##### Exercise data #####

PR #2858, opened 2025-05-12
Migrate to docker bake

TheErikNaz:
## Description
Migrate our build system to use docker bake
Cleanup and optimize Makefile

## How Has This Been Tested?

- [ ] Added Unit Tests
- [ ] Updated e2e Tests
- [ ] Manual Testing
- [ ] Manual Load Test

## Kubernetes Checklist

## User Facing Changes

### DIFF
--- a/Makefile
+++ b/Makefile
@@ -350,7 +350,6 @@ helm-install-central:
 		--namespace odigos-central \
 		--set image.tag=$(ODIGOS_CLI_VERSION) \
 		--set onPremToken=$(ONPREM_TOKEN) \
-	kubectl label namespace odigos-central odigos.io/central-system-object="true" --overwrite
 
 helm-uninstall:
 	@echo "Uninstalling odigos using helm"
--- a/Makefile
+++ b/Makefile
@@ -38,20 +38,21 @@ print-tag:
 	@echo $(TAG)
 define bake-load
 	@TAG=$(TAG) ORG=$(ORG) IMG_SUFFIX=$(IMG_SUFFIX) \
-	docker buildx bake $(1) --pull --load \
+	docker buildx bake $(1) --load \
 	$(if $(PLATFORMS),--set '*.platform=$(PLATFORMS)',)
 endef
 
 define bake-push
 	@TAG=$(TAG) ORG=$(ORG) IMG_SUFFIX=$(IMG_SUFFIX) \
-	docker buildx bake $(1) --pull --push \
+	docker buildx bake $(1) --push \
 	$(if $(PLATFORMS),--set '*.platform=$(PLATFORMS)',)
 endef
 
 # Pattern rules for every service image
-.PHONY: build-% push-%
-build-%: ; $(call bake-load,$*)
-push-%:  ; $(call bake-push,$*)
+build-%: FORCE ; $(call bake-load,$*)
+push-%: FORCE ; $(call bake-push,$*)
+
+FORCE:
 
 # Convenience groups matching the HCL
 .PHONY: build-images push-images build-images-rhel push-images-rhel build-cli build-cli-rhel
@@ -75,11 +76,11 @@ push-cli-rhel: push-cli
 # ──────────────────────────────────────────────
 # Kind helpers
 # ──────────────────────────────────────────────
-.PHONY: load-to-kind-% load-to-kind
-load-to-kind-%:
+.PHONY:
+load-to-kind-%: FORCE
 	kind load docker-image $(ORG)/odigos-$*$(IMG_SUFFIX):$(TAG)
 
-load-to-kind:
+load-to-kind: FORCE
 	$(MAKE) -j $(nproc) load-to-kind-instrumentor load-to-kind-autoscaler \
 		load-to-kind-scheduler load-to-kind-odiglet \
 		load-to-kind-collector load-to-kind-ui load-to-kind-cli \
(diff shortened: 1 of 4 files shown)


RonFed:
still need to review,
it will be awsome to also have the cli image in this infra
see https://github.com/odigos-io/odigos/blob/98f8ab4f2445827e4e23fe04e298bf81a59b18cd/.github/workflows/release-artifactregistry.yml#L119

Makefile
```diff
@@ -122,131 +148,150 @@ verify-nodejs-agent:
...
-push-scheduler:
-	$(MAKE) push-image/scheduler SUMMARY="Scheduler for Odigos" DESCRIPTION="Scheduler manages the installation of OpenTelemetry Collectors with Odigos." TAG=$(TAG) ORG=$(ORG) IMG_SUFFIX=$(IMG_SUFFIX)
 
-.PHONY: push-collector
-push-collector:
-	$(MAKE) push-image/collector DOCKERFILE=collector/$(DOCKERFILE) BUILD_DIR=collector SUMMARY="Odigos Collector" DESCRIPTION="The Odigos build of the OpenTelemetry Collector." TAG=$(TAG) ORG=$(ORG) IMG_SUFFIX=$(IMG_SUFFIX)
+# ──────────────────────────────────────────────
+# Deploy helpers
+# ──────────────────────────────────────────────
+.PHONY: deploy-% deploy
```
RonFed, line 167: I think PHONY does not know to process patterns like that

Makefile
```diff
@@ -122,131 +148,150 @@ verify-nodejs-agent:
...
-deploy:
-	make deploy-odiglet && make deploy-autoscaler && make deploy-collector && make deploy-instrumentor && make deploy-scheduler && make deploy-ui
+# ──────────────────────────────────────────────
+# Helm install helper
+# ──────────────────────────────────────────────
+.PHONY: helm-install
+helm-install:
+	@echo "Installing odigos using helm"
+	helm upgrade --install odigos ./helm/odigos \
+		--create-namespace --namespace odigos-system \
```
RonFed, line 238: the namespace can also be an env var with the default value of `odigos-system`

Makefile
```diff
@@ -122,131 +148,150 @@ verify-nodejs-agent:
...
+		--set image.tag=$(ODIGOS_CLI_VERSION) \
+		--set clusterName=$(CLUSTER_NAME) \
+		--set centralProxy.centralBackendURL=$(CENTRAL_BACKEND_URL) \
+		--set onPremToken=$(ONPREM_TOKEN) \
```
RonFed, line 242: will this work well if the values are empty?

docker-bake.hcl
```diff
@@ -0,0 +1,145 @@
...
+    DESCRIPTION  = "Kubernetes Operator for Odigos installs Odigos"
+  }
+  tags = ["${ORG}/odigos-operator${IMG_SUFFIX}:${TAG}"]
+}
+
+target "odiglet" {
+  inherits   = ["common"]
+  context    = "."
+  dockerfile = "odiglet/Dockerfile"
+  args = {
```
RonFed, line 41: we also have `LD_FLAGS` as an argument to all the images

Makefile
```diff
@@ -1,20 +1,74 @@
...
+IMG_SUFFIX ?=
+BUILD_DIR  ?= .
+
+
+# ──────────────────────────────────────────────
+# Build / push helpers
+# ──────────────────────────────────────────────
+define bake-load
+	@TAG=$(TAG) ORG=$(ORG) IMG_SUFFIX=$(IMG_SUFFIX) \
+	docker buildx bake $(1) --load --pull \
```
RonFed, line 32: From the docs pull flag indicates `Always pull image` - which I think we don't want

Makefile
```diff
@@ -1,20 +1,74 @@
...
+# Core variables
+# ──────────────────────────────────────────────
 TAG ?= $(shell odigos version --cluster)
 ODIGOS_CLI_VERSION ?= $(shell odigos version --cli)
 CLUSTER_NAME ?= local-dev-cluster
-CENTRAL_BACKEND_URL ?= 
+CENTRAL_BACKEND_URL ?=
 ORG ?= registry.odigos.io
+PARALLEL ?= $(shell nproc)
+PLATFORMS ?=
```
RonFed, line 10: what will be the default value here?
ideally it should only build for arm64 if running on arm64

Makefile
TheErikNaz: Yeah, everything has a default value

Makefile
TheErikNaz: Good idea, Adding it.

cli/Dockerfile
```diff
@@ -0,0 +1,36 @@
...
+COPY api/        ./api/
+COPY autoscaler/ ./autoscaler/
+COPY common/     ./common/
+COPY k8sutils/   ./k8sutils/
+COPY profiles/   ./profiles/
+COPY cli/        ./cli/
+
+WORKDIR /src/cli
+RUN CGO_ENABLED=0 GOOS=linux \
+    go build -tags=embed_manifests -o odigos .
```
RonFed, line 31: we should add support for LD_FLAGS similar to other containers we build.
this will allow us to strip the binary and redyce the image size

TheErikNaz: I've planned to do a second PR where I merge the rhel and regular images, Let's do it there

RonFed (approved):
🥇

PR #25, opened 2023-10-16
Fix sample column missing from concatenated edgelist

johandahlberg:
## Description

The sample name was missing from the concatenated edge lists. This bug was introduced when I switched to using polars for concatenating the edge lists. This fixes that, and makes sure that the tests catches this problem.

Fixes: EXE-1174

## Type of change

## How Has This Been Tested?

Tested with the unit test suite, including new test code to verify that this bug has been fixed.


ambarrio (approved):
LGTM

#####

### Exercise aim
Provide a faithful, complete copy of the entries above.

### Solution
PR #2858, opened 2025-05-12
Migrate to docker bake

TheErikNaz:
## Description
Migrate our build system to use docker bake
Cleanup and optimize Makefile

## How Has This Been Tested?

- [ ] Added Unit Tests
- [ ] Updated e2e Tests
- [ ] Manual Testing
- [ ] Manual Load Test

## Kubernetes Checklist

## User Facing Changes

### DIFF
--- a/Makefile
+++ b/Makefile
@@ -350,7 +350,6 @@ helm-install-central:
 		--namespace odigos-central \
 		--set image.tag=$(ODIGOS_CLI_VERSION) \
 		--set onPremToken=$(ONPREM_TOKEN) \
-	kubectl label namespace odigos-central odigos.io/central-system-object="true" --overwrite
 
 helm-uninstall:
 	@echo "Uninstalling odigos using helm"
--- a/Makefile
+++ b/Makefile
@@ -38,20 +38,21 @@ print-tag:
 	@echo $(TAG)
 define bake-load
 	@TAG=$(TAG) ORG=$(ORG) IMG_SUFFIX=$(IMG_SUFFIX) \
-	docker buildx bake $(1) --pull --load \
+	docker buildx bake $(1) --load \
 	$(if $(PLATFORMS),--set '*.platform=$(PLATFORMS)',)
 endef
 
 define bake-push
 	@TAG=$(TAG) ORG=$(ORG) IMG_SUFFIX=$(IMG_SUFFIX) \
-	docker buildx bake $(1) --pull --push \
+	docker buildx bake $(1) --push \
 	$(if $(PLATFORMS),--set '*.platform=$(PLATFORMS)',)
 endef
 
 # Pattern rules for every service image
-.PHONY: build-% push-%
-build-%: ; $(call bake-load,$*)
-push-%:  ; $(call bake-push,$*)
+build-%: FORCE ; $(call bake-load,$*)
+push-%: FORCE ; $(call bake-push,$*)
+
+FORCE:
 
 # Convenience groups matching the HCL
 .PHONY: build-images push-images build-images-rhel push-images-rhel build-cli build-cli-rhel
@@ -75,11 +76,11 @@ push-cli-rhel: push-cli
 # ──────────────────────────────────────────────
 # Kind helpers
 # ──────────────────────────────────────────────
-.PHONY: load-to-kind-% load-to-kind
-load-to-kind-%:
+.PHONY:
+load-to-kind-%: FORCE
 	kind load docker-image $(ORG)/odigos-$*$(IMG_SUFFIX):$(TAG)
 
-load-to-kind:
+load-to-kind: FORCE
 	$(MAKE) -j $(nproc) load-to-kind-instrumentor load-to-kind-autoscaler \
 		load-to-kind-scheduler load-to-kind-odiglet \
 		load-to-kind-collector load-to-kind-ui load-to-kind-cli \
(diff shortened: 1 of 4 files shown)


RonFed:
still need to review,
it will be awsome to also have the cli image in this infra
see https://github.com/odigos-io/odigos/blob/98f8ab4f2445827e4e23fe04e298bf81a59b18cd/.github/workflows/release-artifactregistry.yml#L119

Makefile
```diff
@@ -122,131 +148,150 @@ verify-nodejs-agent:
...
-push-scheduler:
-	$(MAKE) push-image/scheduler SUMMARY="Scheduler for Odigos" DESCRIPTION="Scheduler manages the installation of OpenTelemetry Collectors with Odigos." TAG=$(TAG) ORG=$(ORG) IMG_SUFFIX=$(IMG_SUFFIX)
 
-.PHONY: push-collector
-push-collector:
-	$(MAKE) push-image/collector DOCKERFILE=collector/$(DOCKERFILE) BUILD_DIR=collector SUMMARY="Odigos Collector" DESCRIPTION="The Odigos build of the OpenTelemetry Collector." TAG=$(TAG) ORG=$(ORG) IMG_SUFFIX=$(IMG_SUFFIX)
+# ──────────────────────────────────────────────
+# Deploy helpers
+# ──────────────────────────────────────────────
+.PHONY: deploy-% deploy
```
RonFed, line 167: I think PHONY does not know to process patterns like that

Makefile
```diff
@@ -122,131 +148,150 @@ verify-nodejs-agent:
...
-deploy:
-	make deploy-odiglet && make deploy-autoscaler && make deploy-collector && make deploy-instrumentor && make deploy-scheduler && make deploy-ui
+# ──────────────────────────────────────────────
+# Helm install helper
+# ──────────────────────────────────────────────
+.PHONY: helm-install
+helm-install:
+	@echo "Installing odigos using helm"
+	helm upgrade --install odigos ./helm/odigos \
+		--create-namespace --namespace odigos-system \
```
RonFed, line 238: the namespace can also be an env var with the default value of `odigos-system`

Makefile
```diff
@@ -122,131 +148,150 @@ verify-nodejs-agent:
...
+		--set image.tag=$(ODIGOS_CLI_VERSION) \
+		--set clusterName=$(CLUSTER_NAME) \
+		--set centralProxy.centralBackendURL=$(CENTRAL_BACKEND_URL) \
+		--set onPremToken=$(ONPREM_TOKEN) \
```
RonFed, line 242: will this work well if the values are empty?

docker-bake.hcl
```diff
@@ -0,0 +1,145 @@
...
+    DESCRIPTION  = "Kubernetes Operator for Odigos installs Odigos"
+  }
+  tags = ["${ORG}/odigos-operator${IMG_SUFFIX}:${TAG}"]
+}
+
+target "odiglet" {
+  inherits   = ["common"]
+  context    = "."
+  dockerfile = "odiglet/Dockerfile"
+  args = {
```
RonFed, line 41: we also have `LD_FLAGS` as an argument to all the images

Makefile
```diff
@@ -1,20 +1,74 @@
...
+IMG_SUFFIX ?=
+BUILD_DIR  ?= .
+
+
+# ──────────────────────────────────────────────
+# Build / push helpers
+# ──────────────────────────────────────────────
+define bake-load
+	@TAG=$(TAG) ORG=$(ORG) IMG_SUFFIX=$(IMG_SUFFIX) \
+	docker buildx bake $(1) --load --pull \
```
RonFed, line 32: From the docs pull flag indicates `Always pull image` - which I think we don't want

Makefile
```diff
@@ -1,20 +1,74 @@
...
+# Core variables
+# ──────────────────────────────────────────────
 TAG ?= $(shell odigos version --cluster)
 ODIGOS_CLI_VERSION ?= $(shell odigos version --cli)
 CLUSTER_NAME ?= local-dev-cluster
-CENTRAL_BACKEND_URL ?= 
+CENTRAL_BACKEND_URL ?=
 ORG ?= registry.odigos.io
+PARALLEL ?= $(shell nproc)
+PLATFORMS ?=
```
RonFed, line 10: what will be the default value here?
ideally it should only build for arm64 if running on arm64

Makefile
TheErikNaz: Yeah, everything has a default value

Makefile
TheErikNaz: Good idea, Adding it.

cli/Dockerfile
```diff
@@ -0,0 +1,36 @@
...
+COPY api/        ./api/
+COPY autoscaler/ ./autoscaler/
+COPY common/     ./common/
+COPY k8sutils/   ./k8sutils/
+COPY profiles/   ./profiles/
+COPY cli/        ./cli/
+
+WORKDIR /src/cli
+RUN CGO_ENABLED=0 GOOS=linux \
+    go build -tags=embed_manifests -o odigos .
```
RonFed, line 31: we should add support for LD_FLAGS similar to other containers we build.
this will allow us to strip the binary and redyce the image size

TheErikNaz: I've planned to do a second PR where I merge the rhel and regular images, Let's do it there

RonFed (approved):
🥇

PR #25, opened 2023-10-16
Fix sample column missing from concatenated edgelist

johandahlberg:
## Description

The sample name was missing from the concatenated edge lists. This bug was introduced when I switched to using polars for concatenating the edge lists. This fixes that, and makes sure that the tests catches this problem.

Fixes: EXE-1174

## Type of change

## How Has This Been Tested?

Tested with the unit test suite, including new test code to verify that this bug has been fixed.


ambarrio (approved):
LGTM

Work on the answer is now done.